■ **HOW TO COMPLETE THIS TASK**
Could you write out the lines below exactly, beginning with the first and finishing with the one that contains "Noticed a change"?

■ **RECORDS SUPPLIED**
_____

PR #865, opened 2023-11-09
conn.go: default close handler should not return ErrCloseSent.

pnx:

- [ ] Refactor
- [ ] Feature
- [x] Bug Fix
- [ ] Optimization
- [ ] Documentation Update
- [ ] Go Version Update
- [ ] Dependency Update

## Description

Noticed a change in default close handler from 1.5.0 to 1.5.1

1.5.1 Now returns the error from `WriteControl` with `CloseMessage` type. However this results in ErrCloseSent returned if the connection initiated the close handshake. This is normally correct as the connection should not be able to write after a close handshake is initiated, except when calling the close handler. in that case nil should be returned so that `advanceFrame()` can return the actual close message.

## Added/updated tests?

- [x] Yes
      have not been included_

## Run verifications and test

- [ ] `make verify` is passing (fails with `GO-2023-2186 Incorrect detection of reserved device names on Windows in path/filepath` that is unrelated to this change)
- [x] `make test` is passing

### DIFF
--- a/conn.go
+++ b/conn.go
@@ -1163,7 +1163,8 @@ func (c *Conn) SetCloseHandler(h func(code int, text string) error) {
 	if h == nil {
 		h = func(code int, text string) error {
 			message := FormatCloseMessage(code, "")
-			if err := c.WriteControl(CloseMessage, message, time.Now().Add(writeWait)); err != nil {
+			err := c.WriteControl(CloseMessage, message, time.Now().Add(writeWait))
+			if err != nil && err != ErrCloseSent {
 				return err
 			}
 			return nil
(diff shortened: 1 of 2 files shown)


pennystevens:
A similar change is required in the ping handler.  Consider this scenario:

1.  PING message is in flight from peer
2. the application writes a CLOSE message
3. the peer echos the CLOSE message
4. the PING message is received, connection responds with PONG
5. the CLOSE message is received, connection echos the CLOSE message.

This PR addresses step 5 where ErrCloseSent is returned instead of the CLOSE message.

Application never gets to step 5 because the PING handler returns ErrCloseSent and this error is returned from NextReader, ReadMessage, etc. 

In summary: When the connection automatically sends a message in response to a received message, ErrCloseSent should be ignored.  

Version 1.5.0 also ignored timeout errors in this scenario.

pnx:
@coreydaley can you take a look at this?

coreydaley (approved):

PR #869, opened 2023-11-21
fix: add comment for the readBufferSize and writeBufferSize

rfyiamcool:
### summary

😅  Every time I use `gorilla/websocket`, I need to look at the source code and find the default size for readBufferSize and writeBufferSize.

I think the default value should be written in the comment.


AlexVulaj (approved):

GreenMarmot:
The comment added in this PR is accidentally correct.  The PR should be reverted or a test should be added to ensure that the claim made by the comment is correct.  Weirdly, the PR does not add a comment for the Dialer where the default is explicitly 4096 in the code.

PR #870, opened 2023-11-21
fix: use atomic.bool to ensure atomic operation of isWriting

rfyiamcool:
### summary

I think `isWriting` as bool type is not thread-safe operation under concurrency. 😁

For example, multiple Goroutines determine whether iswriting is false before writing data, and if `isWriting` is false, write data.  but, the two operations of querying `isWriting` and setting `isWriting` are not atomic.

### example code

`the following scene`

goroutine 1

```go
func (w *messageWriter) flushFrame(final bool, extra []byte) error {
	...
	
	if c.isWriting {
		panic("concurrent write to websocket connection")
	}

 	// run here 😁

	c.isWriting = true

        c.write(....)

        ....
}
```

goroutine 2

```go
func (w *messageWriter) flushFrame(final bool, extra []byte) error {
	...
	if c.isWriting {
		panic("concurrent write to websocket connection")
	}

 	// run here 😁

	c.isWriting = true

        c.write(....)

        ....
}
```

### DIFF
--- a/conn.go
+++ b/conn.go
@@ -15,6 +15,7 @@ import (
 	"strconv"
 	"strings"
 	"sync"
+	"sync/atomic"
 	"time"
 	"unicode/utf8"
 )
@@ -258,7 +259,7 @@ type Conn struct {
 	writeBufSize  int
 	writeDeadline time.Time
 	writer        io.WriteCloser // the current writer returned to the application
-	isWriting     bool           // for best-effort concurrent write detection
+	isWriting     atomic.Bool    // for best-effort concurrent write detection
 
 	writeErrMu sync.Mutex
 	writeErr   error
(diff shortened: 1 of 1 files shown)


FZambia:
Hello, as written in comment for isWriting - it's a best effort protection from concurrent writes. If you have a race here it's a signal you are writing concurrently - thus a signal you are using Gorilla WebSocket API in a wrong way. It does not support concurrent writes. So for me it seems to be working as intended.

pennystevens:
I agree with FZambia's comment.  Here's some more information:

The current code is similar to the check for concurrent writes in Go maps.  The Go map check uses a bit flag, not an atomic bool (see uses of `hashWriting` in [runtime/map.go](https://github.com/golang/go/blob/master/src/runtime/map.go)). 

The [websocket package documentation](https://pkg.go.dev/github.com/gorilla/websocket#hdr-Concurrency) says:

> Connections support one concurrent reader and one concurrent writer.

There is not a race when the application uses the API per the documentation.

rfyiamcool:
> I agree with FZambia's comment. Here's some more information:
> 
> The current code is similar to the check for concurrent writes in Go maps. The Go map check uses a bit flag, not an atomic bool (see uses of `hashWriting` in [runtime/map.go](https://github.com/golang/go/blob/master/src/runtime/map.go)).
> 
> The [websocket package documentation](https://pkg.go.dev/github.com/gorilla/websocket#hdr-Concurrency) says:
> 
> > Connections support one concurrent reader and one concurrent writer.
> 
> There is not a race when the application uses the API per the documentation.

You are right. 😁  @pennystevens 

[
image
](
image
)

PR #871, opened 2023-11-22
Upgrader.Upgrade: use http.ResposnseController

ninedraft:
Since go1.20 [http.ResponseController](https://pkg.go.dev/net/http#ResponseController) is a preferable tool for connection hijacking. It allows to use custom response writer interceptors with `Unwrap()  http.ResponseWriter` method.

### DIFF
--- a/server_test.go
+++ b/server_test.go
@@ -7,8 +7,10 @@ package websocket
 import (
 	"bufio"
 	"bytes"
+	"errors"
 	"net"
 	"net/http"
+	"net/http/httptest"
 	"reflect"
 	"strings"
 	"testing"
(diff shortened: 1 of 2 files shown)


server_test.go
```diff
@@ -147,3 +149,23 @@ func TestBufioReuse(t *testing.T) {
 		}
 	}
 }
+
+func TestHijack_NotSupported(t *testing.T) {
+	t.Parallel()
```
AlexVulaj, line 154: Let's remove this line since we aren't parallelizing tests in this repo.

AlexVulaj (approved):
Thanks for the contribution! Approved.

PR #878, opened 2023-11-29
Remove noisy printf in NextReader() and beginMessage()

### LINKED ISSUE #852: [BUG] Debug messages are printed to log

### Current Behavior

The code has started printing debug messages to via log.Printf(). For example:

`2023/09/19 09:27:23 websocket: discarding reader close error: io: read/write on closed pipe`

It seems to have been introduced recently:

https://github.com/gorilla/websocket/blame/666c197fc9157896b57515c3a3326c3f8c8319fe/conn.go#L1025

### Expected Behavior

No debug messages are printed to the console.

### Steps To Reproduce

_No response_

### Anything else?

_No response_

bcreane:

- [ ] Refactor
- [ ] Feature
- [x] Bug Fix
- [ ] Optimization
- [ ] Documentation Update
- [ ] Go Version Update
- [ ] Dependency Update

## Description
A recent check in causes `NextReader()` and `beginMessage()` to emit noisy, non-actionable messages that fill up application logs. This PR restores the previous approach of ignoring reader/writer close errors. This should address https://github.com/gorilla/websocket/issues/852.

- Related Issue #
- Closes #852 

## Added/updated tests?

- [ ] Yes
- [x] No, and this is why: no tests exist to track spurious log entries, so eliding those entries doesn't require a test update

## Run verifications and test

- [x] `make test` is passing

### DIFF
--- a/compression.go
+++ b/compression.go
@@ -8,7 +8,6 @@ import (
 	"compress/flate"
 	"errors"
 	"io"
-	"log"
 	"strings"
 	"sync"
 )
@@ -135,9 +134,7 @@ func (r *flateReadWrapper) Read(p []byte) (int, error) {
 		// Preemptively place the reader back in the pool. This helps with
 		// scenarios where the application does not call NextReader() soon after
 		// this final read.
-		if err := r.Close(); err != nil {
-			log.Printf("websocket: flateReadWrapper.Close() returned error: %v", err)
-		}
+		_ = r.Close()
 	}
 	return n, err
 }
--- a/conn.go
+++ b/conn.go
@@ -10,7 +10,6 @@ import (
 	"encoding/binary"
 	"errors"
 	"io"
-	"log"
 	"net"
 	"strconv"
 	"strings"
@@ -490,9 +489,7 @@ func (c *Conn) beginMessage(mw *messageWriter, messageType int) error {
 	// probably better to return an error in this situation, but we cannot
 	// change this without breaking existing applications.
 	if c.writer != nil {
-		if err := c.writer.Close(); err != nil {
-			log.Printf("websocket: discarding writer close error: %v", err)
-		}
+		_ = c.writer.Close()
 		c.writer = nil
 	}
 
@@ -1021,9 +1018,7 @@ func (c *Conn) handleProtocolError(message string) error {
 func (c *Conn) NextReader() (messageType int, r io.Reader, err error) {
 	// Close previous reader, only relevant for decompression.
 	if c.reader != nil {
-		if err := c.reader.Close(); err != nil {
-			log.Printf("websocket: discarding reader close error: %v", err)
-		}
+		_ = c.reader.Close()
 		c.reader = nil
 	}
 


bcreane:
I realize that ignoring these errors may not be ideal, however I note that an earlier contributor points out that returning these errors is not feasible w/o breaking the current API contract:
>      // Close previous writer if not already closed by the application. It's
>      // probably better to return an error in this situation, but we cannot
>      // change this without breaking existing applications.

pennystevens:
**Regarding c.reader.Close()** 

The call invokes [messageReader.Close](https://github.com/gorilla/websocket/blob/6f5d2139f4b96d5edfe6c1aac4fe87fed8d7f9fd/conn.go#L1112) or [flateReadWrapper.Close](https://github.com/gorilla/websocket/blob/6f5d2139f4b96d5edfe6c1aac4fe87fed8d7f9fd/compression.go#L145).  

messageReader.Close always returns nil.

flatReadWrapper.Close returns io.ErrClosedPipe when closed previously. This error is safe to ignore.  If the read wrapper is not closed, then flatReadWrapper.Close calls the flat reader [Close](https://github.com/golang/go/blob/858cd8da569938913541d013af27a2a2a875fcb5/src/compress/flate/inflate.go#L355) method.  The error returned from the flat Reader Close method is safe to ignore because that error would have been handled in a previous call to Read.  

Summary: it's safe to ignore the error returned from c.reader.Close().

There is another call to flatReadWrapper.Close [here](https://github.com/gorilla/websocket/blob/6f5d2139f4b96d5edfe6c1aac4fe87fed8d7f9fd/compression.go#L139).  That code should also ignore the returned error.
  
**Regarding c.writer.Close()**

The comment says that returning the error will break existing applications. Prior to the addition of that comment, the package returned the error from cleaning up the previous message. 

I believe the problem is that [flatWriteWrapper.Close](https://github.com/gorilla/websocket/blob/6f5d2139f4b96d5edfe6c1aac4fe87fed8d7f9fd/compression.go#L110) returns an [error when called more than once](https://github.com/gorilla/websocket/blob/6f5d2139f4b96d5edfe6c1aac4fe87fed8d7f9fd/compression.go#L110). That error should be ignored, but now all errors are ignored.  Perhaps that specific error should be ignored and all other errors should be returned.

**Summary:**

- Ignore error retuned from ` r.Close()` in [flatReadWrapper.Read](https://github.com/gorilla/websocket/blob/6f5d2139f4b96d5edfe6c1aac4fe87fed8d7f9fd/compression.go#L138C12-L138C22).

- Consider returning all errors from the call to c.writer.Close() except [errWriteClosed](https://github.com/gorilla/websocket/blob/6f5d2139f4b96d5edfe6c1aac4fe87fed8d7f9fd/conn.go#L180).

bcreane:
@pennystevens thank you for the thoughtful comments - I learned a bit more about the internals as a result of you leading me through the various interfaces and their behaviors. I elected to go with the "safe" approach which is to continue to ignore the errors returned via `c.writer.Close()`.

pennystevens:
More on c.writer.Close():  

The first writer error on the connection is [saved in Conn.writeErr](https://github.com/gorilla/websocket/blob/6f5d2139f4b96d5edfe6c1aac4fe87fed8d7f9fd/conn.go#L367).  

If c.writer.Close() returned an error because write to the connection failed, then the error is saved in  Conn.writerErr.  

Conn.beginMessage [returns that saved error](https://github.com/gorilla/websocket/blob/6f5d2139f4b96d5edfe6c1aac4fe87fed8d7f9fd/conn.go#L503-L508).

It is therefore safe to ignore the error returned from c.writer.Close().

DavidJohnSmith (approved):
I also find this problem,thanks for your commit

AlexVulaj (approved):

_____

■ **YOUR SOLUTION**
PR #865, opened 2023-11-09
conn.go: default close handler should not return ErrCloseSent.

pnx:

- [ ] Refactor
- [ ] Feature
- [x] Bug Fix
- [ ] Optimization
- [ ] Documentation Update
- [ ] Go Version Update
- [ ] Dependency Update

## Description

Noticed a change in default close handler from 1.5.0 to 1.5.1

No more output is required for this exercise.